## ASSIGNMENT
Go through the entries and copy each one exactly. Leave none out.
>>>
PR #14776, opened 2025-03-21
Summarize log data only if campaign_use_summary flag is true

dadarya0:

## Description
condition event log should be  summarized only if campaign_use_summary flag is true.

---
### 📋 Steps to test this PR:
<<<
## ANSWER
PR #14776, opened 2025-03-21
Summarize log data only if campaign_use_summary flag is true

dadarya0:

## Description
condition event log should be  summarized only if campaign_use_summary flag is true.

---
### 📋 Steps to test this PR:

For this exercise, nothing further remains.